Bara, yang biasanya pendiam, juga mulai lebih terbuka. Ia bahkan bercanda dengan Rangga tentang bagaimana Ren harus "berbagi kill" agar ia juga bisa dapat highlight. Suasana tim perlahan mencair, rasa cemburu mulai memudar, digantikan oleh semangat persahabatan yang kembali tumbuh.
Di sisi lain, Rangga juga semakin disiplin dalam mengatur jadwalnya. Ia mulai menolak beberapa tawaran endorsement solo yang terlalu menyita waktu latihan tim. Prioritasnya kini adalah Phantom Strikers. Ia tahu, kesuksesan individual Ren akan percuma jika ia tidak bisa membawa timnya ke puncak.
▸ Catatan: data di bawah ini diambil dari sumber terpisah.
PR #516, opened 2026-06-19
refactor(installer): centralize codesphere step planning

schrodit:
Move Codesphere phase step planning into the installer so command dispatch reuses the executable-step calculation based on known, allowed, and skipped steps.

Skip installer runs when no steps remain, log the private-cloud-installer command before execution, and add focused coverage for executable step selection.

### DIFF
--- a/cli/cmd/install_codesphere.go
+++ b/cli/cmd/install_codesphere.go
@@ -62,19 +62,19 @@ func (c *InstallCodesphereCmd) RunE(_ *cobra.Command, _ []string) error {
 		return installCodespherePlatform(c.Opts, c.Env)
 	}
 
-	if len(infraInstaller.ExecutableSteps(cfg)) > 0 {
+	if infraInstaller.HasExecutableSteps(cfg) {
 		if err := installCodesphereInfra(c.Opts, c.Env); err != nil {
 			return err
 		}
 	}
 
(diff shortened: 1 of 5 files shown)


cli/cmd/install_codesphere.go
```diff
@@ -38,15 +39,48 @@ type InstallCodesphereOpts struct {
...
+		SkipSteps:    c.Opts.SkipSteps,
+		AllowedSteps: installer.DependenciesSteps,
+	}
+	platformInstaller := &installer.CodesphereInstaller{
+		SkipSteps:    c.Opts.SkipSteps,
+		AllowedSteps: installer.PlatformSteps,
+	}
+
 	if c.Opts.CodesphereOnly {
+		if len(platformInstaller.ExecutableSteps(cfg)) == 0 {
```
NautiluX: shouldn't that be platformInstaller.HasExecutableSteps?

schrodit: yes, but tbh I don't think we need that check. that a small optimization for a case where we only install codepshere but then also skip the codesphere step. Rather unrealistic

NautiluX: same for the other cases?

NautiluX (approved):
As discussed, let's update the len checks to using the HasExecutableSteps function. Otherwise lgtm, already approved.

PR #520, opened 2026-06-20
fix(bootstrap): fix vault path and add required dependency steps

schrodit:
- Fix the vault path in runInstallCommand to use filepath.Join(SecretsDir, "prod.vault.yaml") instead of icg.GetSecretFilePath(), ensuring the correct vault path is passed to the install command
- Add "copy-dependencies" and "extract-dependencies" steps to DependenciesSteps and PlatformSteps so that required artifacts are always staged before cluster setup and platform installation

### DIFF
--- a/internal/installer/codesphere.go
+++ b/internal/installer/codesphere.go
@@ -52,10 +52,10 @@ var InfraSteps = []string{
 }
 
 // DependenciesSteps run in Phase 2 after infrastructure is ready.
-var DependenciesSteps = []string{"set-up-cluster", "ms-backends"}
+var DependenciesSteps = []string{"copy-dependencies", "extract-dependencies", "set-up-cluster", "ms-backends"}
 
 // PlatformSteps run in Phase 3 and install the Codesphere platform only.
-var PlatformSteps = []string{"codesphere"}
+var PlatformSteps = []string{"copy-dependencies", "extract-dependencies", "codesphere"}
 
 // CodesphereInstaller encapsulates the logic for running the private-cloud-installer.js script.
 type CodesphereInstaller struct {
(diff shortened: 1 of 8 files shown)


internal/installer/codesphere.go
```diff
@@ -52,10 +52,10 @@ var InfraSteps = []string{
 }
 
 // DependenciesSteps run in Phase 2 after infrastructure is ready.
-var DependenciesSteps = []string{"set-up-cluster", "ms-backends"}
```
NautiluX, line 55: doesn't that mean we execute them multiple times when we run all 3 commands/functions ?

schrodit: yes, but is that an issue? Do you think we should only run them once e.g. on `oms install codesphere`

NautiluX: I think it will consume time unnecessarily, so yes :)

NautiluX: alternative: figure out if files are up-to-date already and only copy if necessary

schrodit: >alternative: figure out if files are up-to-date already and only copy if necessary

that would be the best, but something that we have todo in the private cloud isntaller, so that those functions are a noop?

I didn't want to have too much logic here in those steps, especially since we want to keep the updated.

But we could have a specific check only in the `oms install codesphere`. if you run those steps individually you can still skip them.

NautiluX: > something that we have todo in the private cloud isntaller

I think probably something to do by migrating these steps to oms. I think we extract the package already, so probably we can just sync the extracted files to the nodes that *need* them.

NautiluX: but at least we should ensure when we run `oms install codesphere`, it's only done once

NautiluX (commented):
as discussed, the combined step at least should only do copying once.

NautiluX (approved):

PR #522, opened 2026-06-22
feat(install): support merged config overlays and pc-apps values

schrodit:
Allow repeated --config flags for install codesphere commands and merge the rendered YAML files in order before invoking the installer.

Also expose pc-apps config on the normal config file and values files on the dependencies flow and pass them into the BOM-based pc-apps installer.

config:
```yaml
pcApps:
  chartRegistry: example.com/charts
```

### DIFF
--- a/cli/cmd/install_codesphere.go
+++ b/cli/cmd/install_codesphere.go
@@ -6,6 +6,7 @@ package cmd
 import (
 	"fmt"
 	"os"
+	"path/filepath"
 
 	"github.com/codesphere-cloud/cs-go/pkg/io"
 	"github.com/codesphere-cloud/oms/internal/configtemplating"
@@ -16,6 +17,11 @@ import (
 	"github.com/codesphere-cloud/oms/internal/util"
 	"github.com/spf13/cobra"
 	"go.yaml.in/yaml/v3"
+)
+
+const (
+	mergedInstallConfigDirPattern = "oms-install-config-*"
+	mergedInstallConfigFileName   = "config.yaml"
 )
 
 // InstallCodesphereCmd represents the codesphere command
@@ -29,8 +35,8 @@ type InstallCodesphereOpts struct {
 	*GlobalOptions
 	Package          string
 	Force            bool
-	Config           string
-	ConfigFiles      []string
+	Configs          []string
+	ConfigPath       string
 	Vault            string
 	PrivKey          string
 	SkipSteps        []string
@@ -77,7 +83,7 @@ func (c *InstallCodesphereCmd) RunE(_ *cobra.Command, _ []string) error {
 	}
 
 	if dependenciesInstaller.HasExecutableSteps(cfg) || !installer.IsStepSkipped(cfg, c.Opts.SkipSteps, installer.ArgoCDStep) {
-		if err := installCodesphereDepencies(effectiveOpts, c.Env); err != nil {
+		if err := installCodesphereDepencies(effectiveOpts, cfg, c.Env); err != nil {
 			return err
 		}
 	}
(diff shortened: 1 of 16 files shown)


cli/cmd/install_codesphere.go
```diff
@@ -133,3 +142,104 @@ func AddInstallCodesphereCmd(install *cobra.Command, opts *GlobalOptions) {
...
+	cfg, err := cm.ParseConfigYaml(mergedPath)
+	if err != nil {
+		cleanup()
+		return nil, files.RootConfig{}, func() {}, fmt.Errorf("failed to extract config.yaml: %w", err)
+	}
+
+	effectiveOpts := *opts
+	effectiveOpts.Config = mergedPath
+	effectiveOpts.ConfigFiles = append([]string(nil), configFiles...)
+	effectiveOpts.Vault = ""
```
OliverTrautvetter: Should we clear the vault path?

oms install codesphere with --vault, the ArgoCD credentials and kubeconfig can no longer be loaded from the vault.

cli/cmd/install_codesphere_config_test.go
```diff
@@ -0,0 +1,104 @@
+// Copyright (c) Codesphere Inc.
```
OliverTrautvetter, line 1: Maybe add a test case where opts.Vault is set to verify that vault templating is applied per file before merging.

OliverTrautvetter: Also add a test with only Config set to test the backward compatibility with users who pass a single -c config.yaml

cli/cmd/install_codesphere_dependencies.go
OliverTrautvetter: Can we insert the already-parsed cfg into installArgoCDAndApps to avoid the double parse?  

The config is parsed in installCodesphereDepencies and installArgoCD

cli/cmd/install_codesphere.go
```diff
@@ -133,3 +142,104 @@ func AddInstallCodesphereCmd(install *cobra.Command, opts *GlobalOptions) {
...
+	}
+
+	merged := map[string]any{}
+	for _, configPath := range configFiles {
+		renderedPath := configPath
+		if opts.Vault != "" {
+			tmpPath, renderCleanup, err := configtemplating.RenderConfigFileToTemp(configPath, store)
+			if err != nil {
+				cleanup()
+				return nil, files.RootConfig{}, func() {}, fmt.Errorf("failed to extract config.yaml: %w", err)
```
OliverTrautvetter: We have many times "failed to extract config.yaml" as prefix, but some errors are about reading a specific file or marshaling the merged result. So more specific prefixes would help

internal/installer/files/config_yaml.go
```diff
@@ -70,6 +70,7 @@ type RootConfig struct {
 	Cluster                ClusterConfig                 `yaml:"cluster"`
 	MetalLB                *MetalLBConfig                `yaml:"metallb,omitempty"`
 	Codesphere             CodesphereConfig              `yaml:"codesphere"`
+	PcApps                 ChartOverride                 `yaml:"pcApps,omitempty"`
```
OliverTrautvetter: set:
type ChartOverride = map[string]interface{}

 it is just the base config for pc-apps, so no override, right?

OliverTrautvetter (changes requested):
Looks very good, some comments

cli/cmd/install_codesphere_dependencies.go
schrodit: done. its now passed through and only once read

cli/cmd/install_codesphere.go
schrodit: you're right. I anyway removed that completly and moved to a simpler ux where we simply allow multiple --config values

cli/cmd/install_codesphere.go
```diff
@@ -133,3 +148,103 @@ func AddInstallCodesphereCmd(install *cobra.Command, opts *GlobalOptions) {
...
+
+		var partial map[string]any
+		if err := yaml.Unmarshal(data, &partial); err != nil {
+			cleanup()
+			return nil, files.RootConfig{}, func() {}, fmt.Errorf("failed to parse config file %s: %w", renderedPath, err)
+		}
+		if partial == nil {
+			partial = map[string]any{}
+		}
+		merged = util.DeepMergeMaps(merged, partial)
```
OliverTrautvetter, line 203: Not related to this pr, but I looked into DeepMergeMaps and I think the description comment is wrong.

We should change that comment to something like:
"The original dst map is modified in place and also returned."

because right now the comment "The original dst map is not modified; a new map is returned." is just wrong and confusing

cli/cmd/install_codesphere.go
```diff
@@ -59,17 +73,17 @@ func (c *InstallCodesphereCmd) RunE(_ *cobra.Command, _ []string) error {
 	}
```
OliverTrautvetter, line 73: Why do we use c.Opts here and everything else uses effectiveOpts? So use effectiveOpts here too for consistency?

OliverTrautvetter (approved):
approved 🚀 just added 2 small comments

cli/cmd/install_codesphere.go
nathanael-ruf: Unrelated to this PR though? This line was not touched.

cli/cmd/install_codesphere.go
nathanael-ruf: Resolving since unrelated. Maybe Tim can follow up.

cli/cmd/install_codesphere.go
nathanael-ruf: But @schrodit for second look.

OliverTrautvetter: Yes unrelated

Hubungan Rangga dan Aisha pun semakin dalam dan matang. Aisha melihat perubahan nyata pada diri Rangga. Ia tidak lagi sekadar pro player berbakat, tapi seorang pria yang belajar dari kesalahannya, yang peduli pada teman-temannya. Momen-momen intim di antara mereka semakin sering terjadi, penuh tawa dan kehangatan. Rangga mulai lebih sering memegang tangan Aisha secara spontan, atau menyandarkan kepalanya di bahu Aisha saat mereka bersantai setelah streaming. Kedekatan fisik itu terasa alami, bukan lagi memicu kecanggungan, melainkan kenyamanan.
"Kamu makin ganteng kalau lagi serius latihan, Ren," goda Aisha suatu kali, membuat Rangga tersipu.
Enam bulan pertama berlalu dengan fokus pada pembangunan tim dan chemistry. Mereka mengikuti beberapa turnamen online kecil dan scrim dengan tim-tim lokal, bukan untuk menang besar, melainkan untuk menguji kekompakan dan strategi baru mereka. Hasilnya bervariasi, ada kemenangan, ada pula kekalahan yang memicu evaluasi, namun yang terpenting, mereka belajar untuk bangkit bersama.
Setelah enam bulan, Aisha merasa tim sudah cukup solid untuk melangkah ke fase berikutnya. "Oke, waktunya untuk level selanjutnya," kata Aisha di sebuah pertemuan tim. "Aku sudah bicara dengan Coach Han. Dia akan bergabung dengan kita bulan depan."
Mendengar nama Coach Han, ada sedikit ketegangan baru. Mereka tahu, kedatangannya berarti pelatihan yang jauh lebih keras dan disiplin yang tak terhindarkan. Tapi kali ini, mereka siap. Mereka telah membangun pondasi yang kokoh, bukan hanya sebagai pemain, tetapi sebagai sebuah keluarga yang tahu bagaimana saling mendukung dan mengatasi konflik.
Rangga menatap timnya, lalu ke Aisha. Undangan Turnamen ZPS Asia ada di depan mata. Setahun ini akan menjadi ujian terberat mereka. Tapi ia tahu, dengan tim yang solid dan Aisha di sisinya, mereka punya kesempatan. Mereka sudah siap untuk level Asia.